The response should be an exact repetition of all the entries.

◆ Data for this task:
--- START ---

PR #25284, opened 2025-07-03
`OrtKeyValuePairs` updates

edgchen1:
### Description

- Change the entries container type from `std::unordered_map` to `std::map`. This enables deterministic iteration order.

- Enforce internal container state consistency. `OrtKeyValuePairs` has several internal containers that must stay consistent. Previously, the internal containers were public. This change makes them private and also fixes the copy/move behavior.

- Add unit tests.

### Motivation and Context

Some fixes and improvements.

### DIFF
--- a/onnxruntime/core/session/abi_key_value_pairs.h
+++ b/onnxruntime/core/session/abi_key_value_pairs.h
@@ -39,10 +39,6 @@ struct OrtKeyValuePairs {
     Sync();
   }
 
-  void CopyFromMap(const std::unordered_map<std::string, std::string>& src) {
-    CopyFromMap(std::map<std::string, std::string>(src.begin(), src.end()));
-  }
-
   void Add(const char* key, const char* value) {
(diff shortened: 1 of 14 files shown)


onnxruntime/core/session/abi_key_value_pairs.h
```diff
@@ -4,38 +4,58 @@
...
 #include <algorithm>
+#include <map>
 #include <string>
-#include <vector>
 #include <unordered_map>
+#include <vector>
+
+#include "gsl/gsl"
 
 struct OrtKeyValuePairs {
```
skottmckay, line 14: Given the members are now private this is really a `class` isn't it?

edgchen1: doesn't really matter in C++. :) it's forward declared as a struct in `onnxruntime_c_api.h` so I think we probably shouldn't define it as a class here.

PR #25285, opened 2025-07-04
[webgpu] support smooth softmax for non-FA GQA implementation

fs-eire:
### Description

support smooth softmax for non-FA GQA implementation

This change depends on:
- #25269

Work items:

- [x] support smooth softmax
- [x] support bias
- [x] support head sink (per-head smooth softmax)

The following will not be included in this PR:
- support for FlashAttention
- support sliding window


onnxruntime/contrib_ops/cpu/bert/group_query_attention_helper.h
```diff
@@ -377,6 +378,18 @@ Status CheckCustomAttentionInputs(const T* position_ids,
     }
   }
 
+  if (head_sink != nullptr) {
```
guschmue, line 381: code later uses if (head_sink) ... else if (use_smooth_softmax_) ...
we should check that only one of them is used.

onnxruntime/contrib_ops/webgpu/bert/group_query_attention.cc
```diff
@@ -184,8 +194,8 @@ Status GroupQueryAttention::ComputeInternal(onnxruntime::webgpu::ComputeContext&
   Tensor* present_value = context.Output(2, present_kv_shape);
   parameters.past_present_share_buffer_ = present_key != nullptr && present_value != nullptr && past_key != nullptr && past_value != nullptr && past_key->DataRaw() == present_key->DataRaw() && past_value->DataRaw() == present_value->DataRaw();
 
-  if (!do_rotary_ && CanApplyFlashAttention(nullptr /* bias */, present_key, present_value, parameters, context)) {
-    return ApplyFlashAttention(query, key, value, nullptr /* attention_bias */, output, past_key, present_key, past_value,
+  if (!do_rotary_ && CanApplyFlashAttention(attention_bias, present_key, present_value, parameters, context)) {
```
guschmue: don't use FA if use_smooth_softmax_ is set

guschmue (approved):

PR #25286, opened 2025-07-04
[WebNN] Always create a new constant for zero_points

Honry:
MatMulNBits is a decomposed op in WebNN EP. Previously, we share the WebNN constant of zero_points if they have the same value and data type. However, this brings a lot of complexity for developers to fuse it back to MatMulNBits in the underlying WebNN implementation in Chromium.

In this PR, we will always create a new constant for zero_points.


Honry:

fdwr (approved):
👍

--- END ---

◆ Solution:
PR #25284, opened 2025-07-03
`OrtKeyValuePairs` updates

edgchen1:
### Description

- Change the entries container type from `std::unordered_map` to `std::map`. This enables deterministic iteration order.

- Enforce internal container state consistency. `OrtKeyValuePairs` has several internal containers that must stay consistent. Previously, the internal containers were public. This change makes them private and also fixes the copy/move behavior.

- Add unit tests.

### Motivation and Context

Some fixes and improvements.

### DIFF
--- a/onnxruntime/core/session/abi_key_value_pairs.h
+++ b/onnxruntime/core/session/abi_key_value_pairs.h
@@ -39,10 +39,6 @@ struct OrtKeyValuePairs {
     Sync();
   }
 
-  void CopyFromMap(const std::unordered_map<std::string, std::string>& src) {
-    CopyFromMap(std::map<std::string, std::string>(src.begin(), src.end()));
-  }
-
   void Add(const char* key, const char* value) {
(diff shortened: 1 of 14 files shown)


onnxruntime/core/session/abi_key_value_pairs.h
```diff
@@ -4,38 +4,58 @@
...
 #include <algorithm>
+#include <map>
 #include <string>
-#include <vector>
 #include <unordered_map>
+#include <vector>
+
+#include "gsl/gsl"
 
 struct OrtKeyValuePairs {
```
skottmckay, line 14: Given the members are now private this is really a `class` isn't it?

edgchen1: doesn't really matter in C++. :) it's forward declared as a struct in `onnxruntime_c_api.h` so I think we probably shouldn't define it as a class here.

PR #25285, opened 2025-07-04
[webgpu] support smooth softmax for non-FA GQA implementation

fs-eire:
### Description

support smooth softmax for non-FA GQA implementation

This change depends on:
- #25269

Work items:

- [x] support smooth softmax
- [x] support bias
- [x] support head sink (per-head smooth softmax)

The following will not be included in this PR:
- support for FlashAttention
- support sliding window


onnxruntime/contrib_ops/cpu/bert/group_query_attention_helper.h
```diff
@@ -377,6 +378,18 @@ Status CheckCustomAttentionInputs(const T* position_ids,
     }
   }
 
+  if (head_sink != nullptr) {
```
guschmue, line 381: code later uses if (head_sink) ... else if (use_smooth_softmax_) ...
we should check that only one of them is used.

onnxruntime/contrib_ops/webgpu/bert/group_query_attention.cc
```diff
@@ -184,8 +194,8 @@ Status GroupQueryAttention::ComputeInternal(onnxruntime::webgpu::ComputeContext&
   Tensor* present_value = context.Output(2, present_kv_shape);
   parameters.past_present_share_buffer_ = present_key != nullptr && present_value != nullptr && past_key != nullptr && past_value != nullptr && past_key->DataRaw() == present_key->DataRaw() && past_value->DataRaw() == present_value->DataRaw();
 
-  if (!do_rotary_ && CanApplyFlashAttention(nullptr /* bias */, present_key, present_value, parameters, context)) {
-    return ApplyFlashAttention(query, key, value, nullptr /* attention_bias */, output, past_key, present_key, past_value,
+  if (!do_rotary_ && CanApplyFlashAttention(attention_bias, present_key, present_value, parameters, context)) {
```
guschmue: don't use FA if use_smooth_softmax_ is set

guschmue (approved):

PR #25286, opened 2025-07-04
[WebNN] Always create a new constant for zero_points

Honry:
MatMulNBits is a decomposed op in WebNN EP. Previously, we share the WebNN constant of zero_points if they have the same value and data type. However, this brings a lot of complexity for developers to fuse it back to MatMulNBits in the underlying WebNN implementation in Chromium.

In this PR, we will always create a new constant for zero_points.


Honry:

fdwr (approved):
👍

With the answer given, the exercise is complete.